The commission also listed the country’s shrinking civil society space and a plan to lower the minimum age of criminal responsibility as issues in its GSP+ report released in Brussels on Monday.
The Generalized Scheme of Preferences (GSP+) is an incentive agreement where 6,274 products enjoy zero-tariff entry to the European Union (EU) provided the country follows 27 core international conventions that include human and labor rights, environmental protection and good governance.
The report called the possible return of the death penalty for drug offenders “a worrying development” and would violate an international protocol ratified by the Philippines in 2007.
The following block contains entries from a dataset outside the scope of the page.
PR #1146, opened 2022-09-15
Add annotation to logger

mpolson64:
Summary:
Address one of the easiest and most common (~250!) pyre-fixmes in our codebase.

```
# pyre-fixme[5]: Global expression must be annotated.
logger = get_logger(__name__)
```
becomes
```
from logger import Logger
logger: Logger = get_logger(__name__)
```
then arc lint is applied.

Differential Revision: D39547946


Balandat (approved):
yay!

The draft bill reducing the age of criminal responsibility to 12 years from 15 would also go against international standards, the commission said in a report posted on its website.
“Persistent ongoing concerns since the last GSP report are the reports of thousands of extrajudicial killings of people allegedly involved in drug trade and use and the lack of proper investigation,” according to the report.
On the other hand, the Philippines had made some progress in fighting poverty, hunger, joblessness and in protecting the environment.
The government has passed legislation on biodiversity conservation and has been tackling corruption, it said.
The Philippines maintained ratification of all 27 GSP+ conventions and fulfilled its reporting obligations except for racial discrimination, according to the biennial report covering 2018 to 2019.
The country was also delayed in four environmental conventions — international trade of endangered species, climate change, biosafety and the production and use of persistent organic pollutants.
The report said the country had slowly increased its use of GSP+ preferences to 26% of its total exports to the EU in 2018.
This places the Philippines at the lower end among beneficiary countries. Bangladesh placed 96.4% of its exports to the EU under GSP+, followed by Cambodia at 94.9%.
The country’s use of GSP+ compared with all eligible exports was 73.1%, compared with 74% in 2017 and 71.2% in 2016.
Philippine exports that benefit from GSP+ include coconut oil, preserved tuna, bicycles, pineapple products, fruit jams and some garments and footwear.
“The Philippines’ main exports to the EU under GSP+ are relatively diversified, with significant portions of animal or vegetable oils and fats, electrical equipment and foodstuffs,” according to the report.
The GSP+ monitoring mission included a visit to Manila and Cebu in late 2018.
Philippine Exporters Confederation, Inc. President Sergio Ortiz-Luis said he was not worried about losing the preferential treatment after the commission relayed its concerns, noting that these had been mentioned before.
The country, however, must improve its usage rate, he said. “Our use of the GSP+ has been limited. It’s not the same as our neighbors.”
Mr. Ortiz-Luis said exporters especially in the garment sector, which is dominated by small businesses, should get more funding.
Ser Percival K. Peña-Reyes, an economist at the Ateneo de Manila University, said the EU does not figure prominently in Philippine trade statistics.
But the country must diversify its revenue sources because remittances and outsourcing revenues are threatened by the US-China trade war and artificial intelligence, he said in a mobile phone message.
“So if the EU is lowering the barriers for our exports, then why not take advantage of that?” Mr. Reyes said. “It’s the practical thing to do. EU could be a large export market for our agricultural products.”
Exports to the European Union fell by 7.8% to $8.22 billion in 2019 from a year earlier, accounting for 11.68% of total Philippine exports, according to Philippine Statistics Authority data.